Ospite dell’Accademia Nazionale dei Lincei e del suo presidente Giorgio
Parisi, la Testimone della Shoah e senatrice a vita Liliana Segre
idealmente però parla ancora a loro. Ma non solo. Nuovi messaggi, nuove
parole contro l’odio in un momento segnato, come riconoscerà a fine
incontro l’ambasciatore francese Christian Masset, dal ritorno sulla
scena di parole e comportamenti malati che in Francia e un po’ in tutta
Europa suscitano inquietudine.
“Avendo visto i frutti dell’odio, il mio impegno è quello di essere
ambasciatrice di pace e speranza” esordisce la Testimone, la cui
lezione aveva come titolo “Il futuro della Memoria”.

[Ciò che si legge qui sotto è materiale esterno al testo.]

PR #93, opened 2024-05-06
Fix: Migrate to dedicated station count endpoints

PatrickNercessian:
Roadmap Issue: filecoin-station/roadmap#97

Follow up to https://github.com/filecoin-station/spark-stats/pull/71

### DIFF
--- a/lib/request-helpers.js
+++ b/lib/request-helpers.js
@@ -94,7 +94,7 @@ const setCacheControlForStatsResponse = (res, filter) => {
  * @param {import('./typings').Filter} args.filter
  * @param {string} [args.asColumn]
  */
-export const getDailyDistinctCountQuery = async ({
+export const getDailyDistinctCount = async ({
   pgPool,
   table,
   column,
@@ -126,7 +126,7 @@ export const getDailyDistinctCountQuery = async ({
  * @param {import('./typings').Filter} args.filter
  * @param {string} [args.asColumn]
  */
-export const getMonthlyDistinctCountQuery = async ({
+export const getMonthlyDistinctCount = async ({
   pgPool,
   table,
   column,
--- a/lib/request-helpers.js
+++ b/lib/request-helpers.js
@@ -84,3 +84,30 @@ const setCacheControlForStatsResponse = (res, filter) => {
     res.setHeader('cache-control', `public, max-age=${365 * 24 * 3600}, immutable`)
   }
 }
+
+// Fetch the "day" (DATE) as a string (TEXT) to prevent node-postgres from converting it into
+// a JavaScript Date with a timezone, as that could change the date one day forward or back.
+export const getDailyDistinctCountQuery = (table, column, asColumn = null) => {
+  if (!asColumn) asColumn = column + '_count'
+  return `
+    SELECT day::TEXT, COUNT(DISTINCT ${column})::INT as ${asColumn}
+    FROM ${table}
+    WHERE day >= $1 AND day <= $2
+    GROUP BY day
+    ORDER BY day
+  `
+}
+export const getMonthlyDistinctCountQuery = (table, column, asColumn = null) => {
+  if (!asColumn) asColumn = column + '_count'
+  return `
+    SELECT
+      date_trunc('month', day)::DATE::TEXT as month,
+      COUNT(DISTINCT ${column})::INT as ${asColumn}
+    FROM ${table}
+    WHERE
+      day >= date_trunc('month', $1::DATE)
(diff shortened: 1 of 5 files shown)


lib/request-helpers.js
```diff
@@ -84,3 +84,30 @@ const setCacheControlForStatsResponse = (res, filter) => {
...
   }
 }
+
+// Fetch the "day" (DATE) as a string (TEXT) to prevent node-postgres from converting it into
+// a JavaScript Date with a timezone, as that could change the date one day forward or back.
+export const getDailyDistinctCountQuery = (table, column, asColumn = null) => {
+  if (!asColumn) asColumn = column + '_count'
+  return `
+    SELECT day::TEXT, COUNT(DISTINCT ${column})::INT as ${asColumn}
+    FROM ${table}
```
juliangruber, line 94: this brings an SQL injection risk, if we're not careful about passing user input into this function. What do you think about instead of return SQL strings here, we also perform the query? The `pg` library will protect us from injections.

```
// platform-stats-fetchers.js
const rows = await getMonthlyDistinctCount({ pgPool, table: 'daily_stations', column: 'statiton_id', from: filter.from, to: filter.to })
```

juliangruber (changes requested):

lib/request-helpers.js
bajtos: I don't expect the table name to be ever provided by the user, but I also agree it's better to be careful.

Let's use [`pg.escapeIdentifier`](https://node-postgres.com/apis/utilities#pgescapeidentifier) to create values that are safe to be included in the SQL query string.

I find it problematic that this function returns the parameterized query but not the parameters. IMO, the function should either return both (query string + parameters array) or execute the query.

PatrickNercessian: Agree with all, addressed in https://github.com/filecoin-station/spark-stats/pull/93/commits/cf9be9cec511e2610598f8a832dde38fbb5f6008

lib/request-helpers.js
```diff
@@ -84,3 +85,72 @@ const setCacheControlForStatsResponse = (res, filter) => {
...
+
+/**
+ * @param {object} args
+ * @param {pg.Pool} args.pgPool
+ * @param {string} args.table
+ * @param {string} args.column
+ * @param {import('./typings').Filter} args.filter
+ * @param {string} [args.asColumn]
+ */
+export const getDailyDistinctCountQuery = async ({
```
bajtos, line 97: Since this function executes the query instead of returning the query, I think it should not have `Query` in the name.

```suggestion
export const getDailyDistinctCount = async ({
```

lib/request-helpers.js
```diff
@@ -84,3 +85,72 @@ const setCacheControlForStatsResponse = (res, filter) => {
...
+
+/**
+ * @param {object} args
+ * @param {pg.Pool} args.pgPool
+ * @param {string} args.table
+ * @param {string} args.column
+ * @param {import('./typings').Filter} args.filter
+ * @param {string} [args.asColumn]
+ */
+export const getMonthlyDistinctCountQuery = async ({
```
bajtos, line 129: Ditto.

```suggestion
export const getMonthlyDistinctCount = async ({
```

bajtos (changes requested):
Almost there!

test/platform-routes.test.js
```diff
@@ -64,9 +64,37 @@ describe('Platform Routes HTTP request handler', () => {
...
+          '/stations/monthly?from=2024-01-11&to=2024-02-11',
+          baseUrl
+        ), {
+          redirect: 'manual'
+        }
+      )
+      await assertResponseStatus(res, 200)
+      const metrics = await res.json()
+      assert.deepStrictEqual(metrics, [
+        { month: '2024-01-01', station_id_count: 3 },
```
bajtos, line 96: I have mixed feelings about the name `station_id_count`. I slightly prefer to use `stations` (we use `participants` in `GET /participants/daily`) or even `count`.

However, I also see how `station_id_count` is a very descriptive & accurate name, so I am fine to keep it.

bajtos (approved):
LGTM 👍🏻 

@juliangruber do you have any more comments?

juliangruber (approved):
Nice! Nothing to add to @bajtos's reviews :)

test/platform-routes.test.js
juliangruber: I like how precise it is, also it is a bit leaky (potentially exposes too many internals). I suggest we iterate on this at a later point, when we understand our system better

“Sono anni – ha spiegato poi – che incontro i giovani. I loro scritti,
le loro emozioni sono come un balsamo per ferite che non chiuderanno
mai, ma che si possono comunque lenire. Per noi, pochi rimasti, sempre
in prima linea, non è poco”.
Parte dalle Leggi razziste, dall’espulsione da scuola, per arrivare al
tentativo di espatrio in Svizzera fallito, alla cattura, alla
deportazione nel lager, alla fine dell’incubo dopo durissime prove.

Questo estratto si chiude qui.